In 1789 Fairfax, by now a priest in the Episcopal Church, purchased 229.5 acre from Bennet and built Mount Eagle, where he lived from 1790 until his death in 1802. Fairfax, a great friend of Washington, hosted Washington’s last meal away from Mount Vernon, on December 7, 1799. After the death of his wife, Jane Donaldson Fairfax, on 1 July 1805, the balance of their property was distributed amongst their heirs. His eldest son, Thomas, was executor of the estate, and began leasing out Mount Eagle with the first advertisement appearing in the Alexandria Gazette in 1806, placed by his cousin John Herbert. Herbert had either bought the property or was acting as Thomas's agent. His half-sister, Anne, and her husband filed suit in 1807 for an accounting of the estate that dragged through the courts until 1829 when it was decided against them. Herbert placed another advertisement in 1811 and his brother, William Herbert, sold the estate to Walter Jenifer six years later. Jenifer had financial problems the following year and attempted to sell Mount Eagle, but could not do so as the deed had not been recorded and the property reverted to William Herbert.
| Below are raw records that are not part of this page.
PR #1350, opened 2021-10-22
Add specific instructions for MySQL migration

koffeinfrei:
The currently generated migration mentions that MySQL users should explicitly enable "fractional seconds precision", but doesn't provide specific steps to enable this. The user has to click the links to figure out what to do.
This change adds the specific migration statement that can be used.

Check the following boxes:

- [x] ~~Added tests.~~
- [x] ~~Added an entry to the [Changelog](../blob/master/CHANGELOG.md) if the new 
  code introduces user-observable changes.~~

### DIFF
--- a/lib/generators/paper_trail/install/templates/create_versions.rb.erb
+++ b/lib/generators/paper_trail/install/templates/create_versions.rb.erb
@@ -28,7 +28,9 @@ class CreateVersions < ActiveRecord::Migration<%= migration_version %>
       # MySQL users should also upgrade to at least rails 4.2, which is the first
       # version of ActiveRecord with support for fractional seconds in MySQL.
       # (https://github.com/rails/rails/pull/14359)
-      #
+      # 
+      # MySQL users should use the following line for `created_at`
+      # t.datetime :created_at, limit: 6                                        
       t.datetime :created_at
     end
     add_index :versions, %i(item_type item_id)


lib/generators/paper_trail/install/templates/create_versions.rb.erb
```diff
@@ -28,7 +28,9 @@ class CreateVersions < ActiveRecord::Migration<%= migration_version %>
       # MySQL users should also upgrade to at least rails 4.2, which is the first
       # version of ActiveRecord with support for fractional seconds in MySQL.
       # (https://github.com/rails/rails/pull/14359)
-      #
+      # 
+      # MySQL users should use the following line for `created_at`
+      # t.datetime :created_at, limit: 6
```
tlynam, line 33: Hi @jaredbeck, do you use MySQL to verify this?

jaredbeck: `limit` is the correct option, IIRC. I don't remember what the limit should be though. I think `6` will give microseconds precision. That's probably fine. In rare cases, some apps may choose a different number, but it's probably fine if we recommend `6`.

> Hi @jaredbeck, do you use MySQL to verify this?

Yes, the CI runs an actual MySQL instance. You can also run MySQL locally if you want.

jaredbeck (approved):

tlynam:
Sounds good @jaredbeck, thank you!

He sold it to George Mason VI in 1825, but he only lived there for a few years before moving to Gunston Hall, and was only able to intermittently lease it, possibly because of its small 40 acre size.
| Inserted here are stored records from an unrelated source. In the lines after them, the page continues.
PR #1365, opened 2022-01-15
Rails 7.0 Compatibility

dfurber:
Makes PaperTrail work with Rails 7. The specs now pass, with underlying issues addressed and comments added. You'll have to add it to the GitHub Actions. 

Most of this PR is actually just adding specs unrelated to Rails 7 to get the coverage threshold up over the line.


lib/paper_trail/version_concern.rb
```diff
@@ -19,6 +19,20 @@ module VersionConcern
...
+      # effects result:
+      # 1. If the reifier uses version.item to reify, then it also modifies the original item
+      #    object. If you just deleted that item and it is frozen, then you'll get an error that
+      #    it can't modify a frozen object.
+      # 2. If you delete an item and then get the "last" version's item, you'll get the item you
+      #    just deleted rather than nil. That is because the belongs_to association's stale target
+      #    checking now thinks that the association hasn't gone stale and thus returns the
+      #    original item object.
+      if PaperTrail::RAILS_GTE_7_0
+        after_find { association(:item).instance_variable_set(:@stale_state, nil) }
```
pedrocarmona, line 34: why not use the `inverse_of: nil` discussed in the other PR? it uses the public api of rails to fix it...

dfurber: Public api preferred of course. But doesn't work. At least, I just tried removing the `after_find` and adding `inverse_of: nil` to the `belongs_to :item`, and the specs failed that led me to this hack.

dfurber: Which may well indicate that this new Rails feature is broken, and until we can fix it...

mathieujobin (approved):
:100:

mathieujobin:
Thank you very much for this, I am using this branch now and its working well.

lib/paper_trail.rb
```diff
@@ -26,6 +26,8 @@ module PaperTrail
     named created_at.
   EOS
 
+  RAILS_GTE_7_0 = ::ActiveRecord.gem_version >= ::Gem::Version.new("7.0.0")
```
jaredbeck, line 29: Nice use of `Gem::Version`

lib/paper_trail/attribute_serializers/cast_attribute_serializer.rb
```diff
@@ -32,6 +32,10 @@ def deserialize(attr, val)
         if defined_enums[attr] && val.is_a?(::String)
           # Because PT 4 used to save the string version of enums to `object_changes`
           val
+        elsif PaperTrail::RAILS_GTE_7_0 && val.is_a?(ActiveRecord::Type::Time::Value)
+          # Because Rails 7 time attribute throws a delegation error when you deserialize
+          # it with the factory.
```
jaredbeck, line 37: Should we add a link to https://github.com/rails/rails/issues/43966 to this comment?

lib/paper_trail/version_concern.rb
jaredbeck: This `instance_variable_set` makes me pretty nervous. Pedro, if you're aware of a public-api alternative, can you please push a branch? If you can open a PR in David's fork, against this branch, that would be ideal. Thanks.

lib/paper_trail/version_number.rb
```diff
@@ -7,8 +7,8 @@ module PaperTrail
   # because of this confusion, but it's not worth the breaking change.
   # People are encouraged to use `PaperTrail.gem_version` instead.
   module VERSION
-    MAJOR = 12
-    MINOR = 1
+    MAJOR = 13
+    MINOR = 0
```
jaredbeck, line 11: Please don't change version number. First, I like to change it during release process. Second, the next version may be 12.2, as there are no breaking changes yet, AFAIK.

jaredbeck (commented):
Hi @dfurber long time no see! Thanks for the PR. I love to see all the new tests, and the great comments.

The only thing I'm concerned about is the `instance_variable_set`. I'm hoping @pedrocarmona's research will lead to solution that uses public API.

lib/paper_trail/version_number.rb
jaredbeck: Oh, that reminds me, can you please add an entry to the changelog under Unreleased -> Added?

lib/paper_trail/version_concern.rb
dfurber: `inverse_of: nil` didn't work but `inverse_of: false` did. Coming soon!

lib/paper_trail/version_number.rb
dfurber: Done!

lib/paper_trail/attribute_serializers/cast_attribute_serializer.rb
dfurber: Done!

lib/paper_trail.rb
dfurber: Thanks. Just trying to stick to the gem's dialect - got it from `ModelConfig`.

lib/paper_trail/version_concern.rb
dfurber: And done.

dfurber: I guess now it's a question of how to get back those hours between setting `inverse_of` to `nil` (first thing I tried because it was the only obvious change from 6.1.4 to 7.0), and trying `false` instead.

jaredbeck (approved):
LGTM, thanks David!

@pedrocarmona , any concerns?

lib/paper_trail/version_concern.rb
pedrocarmona: Nice!

pedrocarmona:
> LGTM, thanks David!
> 
> @pedrocarmona , any concerns?

LGTM

Thank you @dfurber

pedrocarmona (approved):

mathieujobin:
oups, I think we are missing the update to the .github/workflows "script"

baarkerlounger:
Now that this is merged would it be possible to cut a new release?

t27duck:
> Now that this is merged would it be possible to cut a new release?

12.2.0 is that release. Been out for a couple weeks.

baarkerlounger:
@t27duck thanks, missed that as Github releases still shows 12.0.0.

After Mason's death in 1834, his widow attempted to sell it for many years, but found no buyers until Court Johnson bought the property in 1845. During the American Civil War, the Union Army began construction of earthworks on the ridge southwest of Hunting Creek after the defeat at the First Battle of Bull Run in July 1861. The largest and westernmost of these was Fort Lyon, but only a small portion was on the Johnsons' property, unlike the smaller Fort Farnsworth. Fort Lyon was completed in early 1862 while Fort Farnsworth was completed later in the year to cover the southeast approaches to the ridge. The family did not remain in Mount Eagle during the entire war as there are records of it being used to quarter officers at various times.

On 9 June 1863, a magazine containing 8 ST of gunpowder and several thousand artillery shells exploded in Fort Lyon, killing 25 soldiers, and shattering windows in nearby buildings. The site of the explosion was inspected by a virtual parade of senior officers and officials the following day. The first was Brigadier General William Barry, chief of artillery of the Defenses of Washington and he was followed by Major General Samuel P. Heintzelman, commander of the Defenses of Washington. Later that day Abraham Lincoln, President of the United States, arrived; he was accompanied by the Secretary of War, Edwin Stanton and Brigadier General John Slough, military governor of Alexandria.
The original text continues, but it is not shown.